### Task statement
Say how many lines in the records include the string "jlong", adding no other words.

### Record extracts
»»

PR #2128, opened 2016-01-21
Access to RealmResults based on deleted RealmList

beeender:
* When the original RealmList is deleted, for most methods of
  RealmResults should just work without crash by just treat it like an
  empty RealmResults.
* RealmResults.where() return null in this case.

Close 1945

### DIFF
--- a/realm/realm-library/src/main/java/io/realm/RealmResults.java
+++ b/realm/realm-library/src/main/java/io/realm/RealmResults.java
@@ -29,6 +29,7 @@ import java.util.concurrent.CopyOnWriteArrayList;
 import java.util.concurrent.Future;
 
 import io.realm.exceptions.RealmException;
+import io.realm.internal.DeleteRealmListException;
 import io.realm.internal.TableOrView;
 import io.realm.internal.TableQuery;
 import io.realm.internal.TableView;
@@ -51,6 +52,10 @@ import rx.Observable;
  * <p>
  * Notice that a RealmResults is never {@code null} not even in the case where it contains no objects. You should always
  * use the size() method to check if a RealmResults is empty or not.
+ * <p>
+ * If a RealmResults is built on RealmList through {@link RealmList#where()}, it will become invalid when the source
+ * RealmList gets deleted. When that happens, the RealmResults will behave like a empty RealmResults, but calling
+ * {@link #where()} will throw an {@link IllegalStateException}. Use {@link #isValid} to detect this situation.
  *
  * @param <E> The class of objects in this list.
  * @see RealmQuery#findAll()
@@ -65,7 +70,9 @@ public final class RealmResults<E extends RealmObject> extends AbstractList<E> {
     private TableOrView table = null;
 
     private static final String TYPE_MISMATCH = "Field '%s': type mismatch - %s expected.";
-    private long currentTableViewVersion = -1;
+    private static final long TABLE_VIEW_VERSION_NONE = -1;
+    private static final long TABLE_VIEW_VERSION_REALM_LIST_DELETED = -2;
+    private long currentTableViewVersion = TABLE_VIEW_VERSION_NONE;
 
     private final TableQuery query;
     private final List<RealmChangeListener> listeners = new CopyOnWriteArrayList<RealmChangeListener>();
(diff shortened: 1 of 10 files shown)


cmelchior:
Shouldn't this PR be against the release branch?

realm/realm-library/src/main/java/io/realm/RealmResults.java
```diff
@@ -856,13 +866,24 @@ void notifyChangeListeners() {
...
             //       https://github.com/realm/realm-core/pull/1390
-            long version = table.sync();
+            long version;
+            try {
+                version = table.sync();
+            } catch (DeleteRealmListException e) {
+                // Although this RealmResults won't be updated anymore, it is good to give user a chance to do update.
+                version = TABLE_VIEW_VERSION_REALM_LIST_DELTED;
+                RealmLog.d("The parent RealmList has been deleted already.");
+            }
```
beeender: Now the behaviour is the listener will be only triggered once after the parent `RealmList` deleted. What do you guys think about this? I think user deserve a chance to update UI in this case? But it would be weird that `isValid` still return true at this time.

realm/realm-library/src/main/java/io/realm/RealmResults.java
```diff
@@ -149,6 +152,13 @@ public boolean isValid() {
      */
     public RealmQuery<E> where() {
         realm.checkIfValid();
+        try {
```
beeender: * Tricky part. Now we just return a `null` to user. And in the real world I can predict there will be some user met the `NullPointerException` because of this.
* Another option is we throw a checked exception to user to force user to catch it. But we don't use any checked exception in the lib, it might look like strange we have one here.
* IllegalStateException is something i don't like in this case, since there are some other case could also throw ISE here. eg.: a closed Realm ----- which is a user's bug should be fixed.

beeender:
@realm/java This is not finished, but i do need some discussion on the interface behaviours. See my comments in the code. thanks!

realm/realm-library/src/main/java/io/realm/RealmResults.java
cmelchior: Why not throw `IllegalStateException` and say in the message that you are querying on data that was deleted? I don't see the problem with multiple ISE? 
Returning null is not a good option IMO.

realm/realm-library/src/main/java/io/realm/RealmResults.java
cmelchior: I would also just throw an IllegalStateException in this case I think. Right now we are just preventing people from getting native crashes that are totally obfuscated. At least with a proper exception we can give them a work-around until this problem is fixed?

beeender: Throw ISE here is absolutely a mess for user in my opinion. That means:
```
final RealmResults<Dog> dogs =                       allTypes.getColumnRealmList().where().equalTo(Dog.NAME, "name_0").findAll();
                dogs.addChangeListener(listener);

                // Trigger the listener at the first time.
                realm.beginTransaction();
                allTypes.removeFromRealm();
                realm.commitTransaction();
```

the above code will crash. But it is totally legal code IMO. We cannot force user to remove change listener in above transaction block, that will be not necessary strict.

stk1m1: Since I'm still getting my feet wet, I'll just put my opinion as an user. As a user, I would be very convinced if `dogs`' `ChangedListener` returns the last value just before `allTypes` gets deleted. 

I would accept to have ISEs from `dogs` whenever I try to modify or read it after that.

cmelchior: I agree it is messy, but it is a work-around that ensures that people knows _why_ it is crashing until  it get properly fixed. IMO I would add a descriptive error message + point to the GitHub issue. Using to much energy on a work-around that hopefully don't have to be in place for long also seems like a bit overkill to me?

beeender: @cmelchior 
We have discussion with @jpsim in https://github.com/realm/realm-core/pull/1434#issuecomment-171008559 . It tends to be the most convenient way for user is just give user a empty results when this happens. @rrrlasse will make core behaviour like that in the later core release. Currently i just catch the exception and make the behaviour the same as what we could have in core in the future.

@stk1m1 Think about you might delete the Parent object when you get response from server side in another thread, and that will be super difficult for user to remove the change listener in the UI thread, with all kind of timing headaches.

BTW, logically, it is not pretend the results is empty ---- it is literally empty, because the query condition is empty (deleted).

cmelchior: I agree that the empty result is the "correct" behavior. Couldn't we just check for TABLE_VIEW_VERSION_REALM_LIST_DELTED in `isValid` ?

beeender: Good idea, will do that.

beeender:
Wrong branch. See #2133 instead.

PR #2133, opened 2016-01-22
Access to RealmResults based on deleted RealmList

### LINKED ISSUE #1945: Detect invalid RealmResults
The following code might lead to a native crash:

    realm.beginTransaction();
    RealmResults<Owner> owners = realm.allObjects(Owner.class);
    RealmResults<Dog> dogs = owners.first().where().equalTo("dogs.name", "Fido").findAll();
    owners.clear();
    long nDogs = dogs.size(); // crash here
    realm.commitTransaction();

The reason is that Realm's storage engine doesn't invalidate `dogs` after `owners.clear()`. Once it does, an exception should be thrown at `dogs.size()`.

See also https://github.com/realm/realm-core/issues/1413

beeender:
* When the original RealmList is deleted, for most methods of
  RealmResults should just work without crash by just treat it like an
  empty RealmResults.
* RealmResults.where() throws IllegalStateExecption in this case.
* RealmResults.isValid() return false in this case.

This is a temp fix, check https://github.com/realm/realm-core/pull/1434
for more details.

Close #1945

### DIFF
--- a/realm/realm-jni/src/io_realm_internal_tableview.cpp
+++ b/realm/realm-jni/src/io_realm_internal_tableview.cpp
@@ -24,21 +24,35 @@
 
 using namespace realm;
 
-// if you disable the validation, please remember to call sync_in_needed() 
-#define VIEW_VALID_AND_IN_SYNC(env, ptr) view_valid_and_in_sync(env, ptr)
+// The validation will try to sync the table view as well.
+// if you disable the validation, please remember to call sync_if_needed() 
+#define VIEW_VALID_AND_IN_SYNC(env, ptr) (is_view_valid(env, ptr) && sync_table_view(env, ptr))
 
-inline bool view_valid_and_in_sync(JNIEnv* env, jlong nativeViewPtr) {
-    bool valid = (TV(nativeViewPtr) != NULL);
-    if (valid) {
-        if (!TV(nativeViewPtr)->is_attached()) {
-            ThrowException(env, TableInvalid, "The Realm has been closed and is no longer accessible.");
-            return false;
-        }
-        TV(nativeViewPtr)->sync_if_needed();
+inline bool is_view_valid(JNIEnv* env, jlong nativeViewPtr) {
+    if (TV(nativeViewPtr) == NULL) {
+        // Should never get here
+        ThrowException(env, FatalError, "Null pointer of table view.");
+        return false;
     }
-    return valid;
+    if (!TV(nativeViewPtr)->is_attached()) {
+        ThrowException(env, TableInvalid, "The Realm has been closed and is no longer accessible.");
+        return false;
+    }
+    return true;
 }
 
+// Sync the TableView and return false if sync failed.
+inline bool sync_table_view(JNIEnv* /*env*/, jlong nativeViewPtr) {
+    try {
+        TV(nativeViewPtr)->sync_if_needed();
+    } catch (realm::DeletedLinkView&) {
+        // FIXME: Temp fix for https://github.com/realm/realm-core/pull/1434
+        // Better solution would be core only throw the exception when really necessary, methods like size
+        // should just return 0.
+        return false;
+    }
+    return true;
+}
 
 JNIEXPORT jlong JNICALL Java_io_realm_internal_TableView_createNativeTableView(
     JNIEnv* env, jobject, jobject, jlong)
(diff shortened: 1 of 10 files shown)


beeender:
@realm/java Ready for review. CI will pass after new core integrated.

realm/realm-library/src/androidTest/java/io/realm/RealmResultsTest.java
```diff
@@ -1146,4 +1146,100 @@ public void testComparisons() {
...
+        RealmResults<Dog> dogs = owner.getDogs().where().equalTo(Dog.FIELD_NAME, "name_0").findAll();
+        //dogs = dogs.where().findFirst().getOwner().getDogs().where().equalTo(Dog.FIELD_NAME, "name_0").findAll();
+
+        testRealm.beginTransaction();
+        owner.removeFromRealm();
+        testRealm.commitTransaction();
+        return dogs;
+    }
+
+    public void testisValidResultsBuiltOnDeletedLinkView() {
```
cmelchior: We will have to remember to convert all these to JUnit4 when merging with master :(

realm/realm-library/src/androidTest/java/io/realm/TypeBasedNotificationsTest.java
```diff
@@ -1827,8 +1826,8 @@ public void onChange() {
                         // Check if cat has been added to the realmObjects in case of the behaviour of getCat changes
                         for (WeakReference<RealmObject> weakReference : realm.handlerController.realmObjects.keySet()) {
                             if (weakReference.get() == cat) {
-                               foundKey = true;
-                               break;
+                                foundKey = true;
```
cmelchior: Isn't this indentation wrong?

realm/realm-library/src/main/java/io/realm/RealmResults.java
```diff
@@ -856,13 +872,42 @@ void notifyChangeListeners() {
...
+                RealmLog.d("The parent RealmList has been deleted already.");
+            }
             if (currentTableViewVersion != version) {
                 currentTableViewVersion = version;
                 for (RealmChangeListener listener : listeners) {
                     listener.onChange();
                 }
             }
+            // No point to keep those listeners, just clear them.
+            if (version == TABLE_VIEW_VERSION_REALM_LIST_DELETED) {
```
cmelchior: Is this a good idea? As the user are not aware they get removed? I would probably log it is happening.

realm/realm-library/src/main/java/io/realm/internal/DeleteRealmListException.java
```diff
@@ -0,0 +1,28 @@
...
+ * WITHOUT WARRANTIES OR CONDITIONS OF ANY KIND, either express or implied.
+ * See the License for the specific language governing permissions and
+ * limitations under the License.
+ */
+package io.realm.internal;
+
+import io.realm.exceptions.RealmException;
+
+/**
+ *  Triggered from JNI level when access a RealmResults whose parent RealmList has been deleted already.
```
cmelchior: access -> accessing

cmelchior:
Apart from a few comments. It looks good :+1: 
 I'm most concerned about removing the changelisteners without warning. Can you elaborate on the reasoning for doing it?

realm/realm-jni/src/io_realm_internal_tableview.cpp
```diff
@@ -25,20 +25,32 @@
...
+        ThrowException(env, TableInvalid, "The Realm has been closed and is no longer accessible.");
+        return false;
     }
-    return valid;
+    return true;
 }
 
+inline bool is_view_in_sync(JNIEnv* /*env*/, jlong nativeViewPtr) {
+    try {
+        TV(nativeViewPtr)->sync_if_needed();
```
kneth: Can `sync_if_needed()` throw other exceptions? If so, please can them too.

realm/realm-jni/src/io_realm_internal_tableview.cpp
```diff
@@ -25,20 +25,32 @@
...
+    } catch (realm::DeletedLinkView&) {
+        // FIXME: Temp fix for https://github.com/realm/realm-core/pull/1434
```
kneth: Yes, using exceptions for flow control is a bad habit :-)

realm/realm-library/src/androidTest/java/io/realm/TypeBasedNotificationsTest.java
cmelchior: Nvm. This edit is correct

realm/realm-jni/src/io_realm_internal_tableview.cpp
```diff
@@ -25,20 +25,32 @@
 using namespace realm;
 
 // if you disable the validation, please remember to call sync_in_needed()
```
kneth: `sync_in_needed` -> `sync_is_needed`

realm/realm-jni/src/io_realm_internal_tableview.cpp
```diff
@@ -25,20 +25,32 @@
...
+    }
+    if (!TV(nativeViewPtr)->is_attached()) {
+        ThrowException(env, TableInvalid, "The Realm has been closed and is no longer accessible.");
+        return false;
     }
-    return valid;
+    return true;
 }
 
+inline bool is_view_in_sync(JNIEnv* /*env*/, jlong nativeViewPtr) {
```
kneth: The name suggests that it's a predicate but the side effect is that the table view is sync'ed.

realm/realm-library/src/androidTest/java/io/realm/RealmResultsTest.java
beeender: Yes, sure!

beeender:
@cmelchior User can check with `isValid` in the listener. It would also be OK that we keep the change listener, but actually the `RealmResults` in that case won't be changed any more.

cmelchior:
@beeender Good point. Removing them sounds fair in that case as it will make other change notifications be faster and explicitly calling remove(listener) would just be a no-op.

I would change the comment above the section to mention that no further changes can happen though as the current wording did confuse me a bit.

Apart from that, it looks ready to merge.

dalinaum:
:+1:

PR #2143, opened 2016-01-24
RealmList.get().getFloat() crashes core

cmelchior:
Unit test that exposes the problem.


cmelchior:
Replaced by #2144, which is against the release branch

PR #2144, opened 2016-01-24
RealmList not returning DynamicRealmObjects of the proper type

cmelchior:
RealmLists containing DynamicRealmObjects wrongly sat the type for them as the parent objects types instead of the linkview type. This caused segmentation faults if the wrong fields was accessed as the underlying type didn't match the getter used.

@realm/java

### DIFF
--- a/realm/realm-library/src/androidTest/java/io/realm/RealmListTest.java
+++ b/realm/realm-library/src/androidTest/java/io/realm/RealmListTest.java
@@ -162,7 +162,7 @@ public class RealmListTest {
     public void testAddManagedObject_nonManagedMode() {
         RealmList<AllTypes> list = new RealmList<AllTypes>();
         testRealm.beginTransaction();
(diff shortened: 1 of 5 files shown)


realm/realm-library/src/androidTest/java/io/realm/RealmListTest.java
```diff
@@ -901,4 +901,21 @@ public void testSettingListClearsOldItems() {
 
         assertEquals(1, two.getObjects().size());
     }
-}
+
+    // Tests that a RealmList containing DynamicRealmObject create DynamicRealmObjects of the proper underlying type.
+    @Test
+    public void get_dynamicRealmObject_properType() {
```
beeender: move this to `DynamicRealmObjectTests` and rename to `getList` when merging?

cmelchior:
Done @beeender / @realm/java

beeender:
:+1:

zaki50:
:+1:

Issue #4039, opened 2017-01-13
SyncClient Unable to renew Access Token


nhachicha:
REALM_SYNC_VERSION=1.0.0-BETA-7.0

ROS=v1.0.0-BETA-5.1

Using the RealmTasks you can reproduce the following error.

After you create a new user & login, wait a couple of minutes then add a new task (commit)
the SyncSession will stop syncing the changes because ROS send a fatal client error.

- The server first send an `Access token expired (202)` so the client can renew the access token 

- The client receive this error but ignore it because of this bug #4038 

- Even if the Sync Client is not ignoring the error, it tries to bind again because `session.isAuthenticated(session.configuration)` can return `true` if the client consider the token to be still valid (based on timestamps for example) this is not true for the server who consider the token to be expired (hence the first `202`)

- If the client continue binding with the expired token, the server will return a fatal error (`203, Bad user authentication (BIND, REFRESH)`

PR #4040, opened 2017-01-13
Nh/fixes token renew

### LINKED ISSUE #4038: SyncClient ignoring protocol error
Errors can be either client error or protocol error not both
the following [condition is false](https://github.com/realm/realm-java/blob/releases/realm/realm-library/src/main/cpp/objectserver_shared.hpp#L65-L66), which result in ignoring all recoverable errors including new tokens.

nhachicha:
Fixes #4038 and  #4039. preventing Sync client to renew the access token.

### DIFF
--- a/realm/realm-library/src/main/cpp/objectserver_shared.hpp
+++ b/realm/realm-library/src/main/cpp/objectserver_shared.hpp
@@ -61,8 +61,8 @@ public:
                 coordinator->wake_up_notifier_worker();
             }
         };
-        auto error_handler = [weak_session_ref](std::error_code error_code, bool is_fatal, const std::string message) {
-            if (error_code.category() != realm::sync::protocol_error_category() ||
+        auto error_handler = [weak_session_ref, local_realm_path](std::error_code error_code, bool is_fatal, const std::string message) {
+            if (error_code.category() != realm::sync::protocol_error_category() &&
                     error_code.category() != realm::sync::client_error_category()) {
                 // FIXME: Consider below when moving to the OS sync manager.
                 // Ignore this error since it may cause exceptions in java ErrorCode.fromInt(). Throwing exception there
--- a/realm/realm-library/src/main/cpp/objectserver_shared.hpp
+++ b/realm/realm-library/src/main/cpp/objectserver_shared.hpp
@@ -61,7 +61,7 @@ public:
                 coordinator->wake_up_notifier_worker();
             }
         };
-        auto error_handler = [weak_session_ref, local_realm_path](std::error_code error_code, bool is_fatal, const std::string message) {
+        auto error_handler = [weak_session_ref](std::error_code error_code, bool is_fatal, const std::string message) {
             if (error_code.category() != realm::sync::protocol_error_category() &&
                     error_code.category() != realm::sync::client_error_category()) {
                 // FIXME: Consider below when moving to the OS sync manager.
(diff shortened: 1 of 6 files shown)


realm/realm-library/src/main/cpp/objectserver_shared.hpp
```diff
@@ -62,7 +62,7 @@ class JniSession {
             }
         };
         auto error_handler = [weak_session_ref](std::error_code error_code, bool is_fatal, const std::string message) {
-            if (error_code.category() != realm::sync::protocol_error_category() ||
+            if (error_code.category() != realm::sync::protocol_error_category() &&
```
beeender: Seems like I put the trap here 😺

nhachicha:
@realm/java

realm/realm-library/src/objectServer/java/io/realm/internal/objectserver/BoundState.java
```diff
@@ -52,7 +52,22 @@ public void onError(ObjectServerError error) {
...
+            //  the session with this token. To be safe we remove the token that has been considered by the
+            //  the server to be invalid.
+            session.getUser().removeAccessToken(session.getServerUrl());
+
+            // stop the session to avoid sending a bind to the server which will cause it to return
+            // a fatal 203 (bad refresh)
+            session.stopNativeSession();
+
+            // Create a new session & bind it
+            session.createNativeSession();
```
beeender: Wouldn't it be better just go to `UNBOUND` state since in the constructor there will call `stopNativeSession` and `createNativeSession`, also it will transit to `BINDING` state there.
@cmelchior

realm/realm-library/src/objectServer/java/io/realm/SyncUser.java
```diff
@@ -392,6 +392,10 @@ private static String getManagementRealmUrl(URL authUrl) {
         }
     }
 
+    public void removeAccessToken (URI serverURL) {
```
kneth: Should a `public` method have documentation?

cmelchior: Yes, but I am doubtful we want this method to be public?

realm/realm-library/src/objectServer/java/io/realm/internal/objectserver/BoundState.java
```diff
@@ -52,7 +52,22 @@ public void onError(ObjectServerError error) {
...
+            //  still consider this token to be valid (based on timestamps for example)
+            //
+            //  this may cause the server to send a fatal error (203 bad refresh) if we try to bind
+            //  the session with this token. To be safe we remove the token that has been considered by the
+            //  the server to be invalid.
+            session.getUser().removeAccessToken(session.getServerUrl());
+
+            // stop the session to avoid sending a bind to the server which will cause it to return
+            // a fatal 203 (bad refresh)
+            session.stopNativeSession();
```
cmelchior: I would probably stop the native session before removing the access token. I'm not sure, but I think not doing it could introduce a race condition.

realm/realm-library/src/objectServer/java/io/realm/internal/objectserver/BoundState.java
cmelchior: It is true that UNBOUND will stop/crete the session, but it will not automatically transition to BINDING, so I think keeping this logic here makes sense

PR #4051, opened 2017-01-16
Removing unused public constants

### LINKED ISSUE #4047: Default ports not correct
When setting a Realm URL it looks like it defaults to port 80 instead of 9080. This will cause it to throw a connection error if trying to connect to a default configured server.

```
// Will default to port 80, should default to 9080
SyncConfiguration config = new SyncConfiguration.Builder(user, "realm://ros.realm.io/~/default");
```

Also verify that `realms` default to the correct port (9443)

kneth:
Closes #4047

### DIFF
--- a/CHANGELOG.md
+++ b/CHANGELOG.md
@@ -10,6 +10,7 @@
 ### Object Server API Changes (In Beta)
 
 * Exceptions thrown in error handlers are ignored but logged (#3559).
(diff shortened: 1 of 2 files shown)


kneth:
Thank you for your kind words :-)

kneth:
@beeender's comments in the issue saved me a lot of time.

PR #4052, opened 2017-01-16
Adding error code disabled_session

### LINKED ISSUE #4046: Ensure that Java ErrorCode's match Syncs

««

### Answer to this exercise
7